What is the Peer Review Audit?


Over the course of years, it can be seen that the importance of audit has considerably increased because of the high degree of importance it has pertaining to the provision of assurance regarding fair play within the organizations.

Therefore, it has enabled a certain level of trust between corporations and the relevant stakeholders, relating to the fact that the financial statements (and the organization) have been taken care of by the auditors, and hence, there is no evidence of malpractice within the firm.

However, given the fact that this responsibility is entrusted by the accountants, it can be seen that there is a need to ensure that accountants are duly accounted for in order to gauge their performance and reliability on a larger scale.


The purpose of the peer review can be defined as a review of accountants, by their fellow accountants, in order to promote quality in the accounting and auditing services, which are provided by CPA firms.

It is mainly carried out in order to ensure that firms are performing at a high standard, which can ensure that they are able to offer opportunities to the firms when it comes to ensuring quality protocols.

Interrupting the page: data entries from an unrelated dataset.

PR #1531, opened 2025-06-05
fix: convert cents to USD in requests table

jajjibhai008:
# For all changes

### DIFF
--- a/src/components/learner-credit-management/requests-tab/AmountCell.jsx
+++ b/src/components/learner-credit-management/requests-tab/AmountCell.jsx
@@ -2,7 +2,7 @@ import PropTypes from 'prop-types';
 import { formatPrice } from '../data';
 
 const AmountCell = ({ row }) => {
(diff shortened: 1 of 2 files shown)


zamanafzal (approved):

src/components/learner-credit-management/requests-tab/AmountCell.jsx
```diff
@@ -2,7 +2,7 @@ import PropTypes from 'prop-types';
 import { formatPrice } from '../data';
 
 const AmountCell = ({ row }) => {
-  const formattedContentPrice = formatPrice(row.original.amount);
+  const formattedContentPrice = formatPrice(row.original.amount / 100);
```
sameenfatima78, line 5: shouldn't this also be replaced with `course_price?`

jajjibhai008: Actually in the DataTable the cell name is Amount so i keep it amount here instead of course_price to avoid any confusions.

PR #1581, opened 2025-07-11
feat: add onboarding flows for settings and reporting

marlonkeating:
[Jira Ticket](https://2u-internal.atlassian.net/browse/ENT-10360)

https://github.com/user-attachments/assets/7c5e5ba0-a578-43b1-86c4-e7db0b7d0cc6

Customer with Reporting Enabled: https://localhost.stage.edx.org:1991/exec-ed-2u-integration-qa/admin/learners
Customer with Reporting Disabled: https://localhost.stage.edx.org:1991/alc-general/admin/learners

# For all changes

### DIFF
--- a/src/components/ProductTours/AdminOnboardingTours/CustomizeReportsFlow.tsx
+++ b/src/components/ProductTours/AdminOnboardingTours/CustomizeReportsFlow.tsx
@@ -1,0 +1,24 @@
+import { useIntl } from '@edx/frontend-platform/i18n';
+import { CUSTOMIZE_REPORTS_SIDEBAR } from './constants';
+import messages from './messages';
+import { TourStep } from '../types';
+
+interface CreateTourFlowsProps {
+  handleEndTour: (endEventName: string, flowUuid?: string) => void;
+}
+
+const CustomizeReportsFlow = ({
+  handleEndTour,
+}: CreateTourFlowsProps): Array<TourStep> => {
+  const intl = useIntl();
+
+  return [
+    {
+      target: `#${CUSTOMIZE_REPORTS_SIDEBAR}`,
+      placement: 'right',
+      body: intl.formatMessage(messages.viewCustomizeReports),
+      onAdvance: handleEndTour,
+    }];
+};
+
+export default CustomizeReportsFlow;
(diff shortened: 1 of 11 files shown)


src/components/ProductTours/TourCollapsible.tsx
```diff
@@ -80,6 +98,17 @@ const TourCollapsible: FC<Props> = (
     reopenTour(adminUuid);
   };
 
+  const hiddenSteps = useMemo(() => {
```
jesperhodge, line 101: You correctly exclude tabs here that are not enabled.
It would be great to make clear why the steps are excluded, as well.

I was also thinking it would be nice to simplify the logic a bit.
In the current implementation, you have a set of steps, then define a set of hidden steps, depending on props, cache this, and then subtract the list of hidden steps from the list of steps while you are already rendering the component.

Why not just have a `useEffect` depending on the two props that takes the original list with a `.filter` function and just removes the steps if necessary? Save it in a new state and then render that modified list.

That would create a clean separation between data operations and rendering, look super simple and clear, and avoid some extra steps.

src/components/ProductTours/AdminOnboardingTours/CustomizeReportsFlow.tsx
```diff
@@ -0,0 +1,24 @@
...
+}
+
+const CustomizeReportsFlow = ({
+  handleEndTour,
+}: CreateTourFlowsProps): Array<TourStep> => {
+  const intl = useIntl();
+
+  return [
+    {
+      target: `#${CUSTOMIZE_REPORTS_SIDEBAR}`,
```
jesperhodge, line 17: `title` is missing

src/components/ProductTours/AdminOnboardingTours/SetUpPreferencesFlow.tsx
```diff
@@ -0,0 +1,24 @@
...
+}
+
+const SetUpPreferencesFlow = ({
+  handleEndTour,
+}: CreateTourFlowsProps): Array<TourStep> => {
+  const intl = useIntl();
+
+  return [
+    {
+      target: `#${TOUR_TARGETS.SETTINGS_SIDEBAR}`,
```
jesperhodge, line 17: `title` is missing

jesperhodge (changes requested):

src/components/ProductTours/AdminOnboardingTours/CustomizeReportsFlow.tsx
marlonkeating: Good catch!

It further provides areas for improvement, which can be worked upon by the employees in order to ensure that they are able to improve their service protocol.

The peer review helps to monitor these firms, accounting, and auditing services, which can facilitate higher practice monitoring, as well as the program itself.

Furthermore, it is directed towards improving the overall quality of accounting and finance-related services that are provided by the members, and their respective firms.

Related article  Audit Strategy: Definition | Example | Purpose | Overall Audit Strategy

In this regard, the primitive goal is to serve the larger public interest, as well as enhance the overall credibility and integrity of the membership of the accounting body.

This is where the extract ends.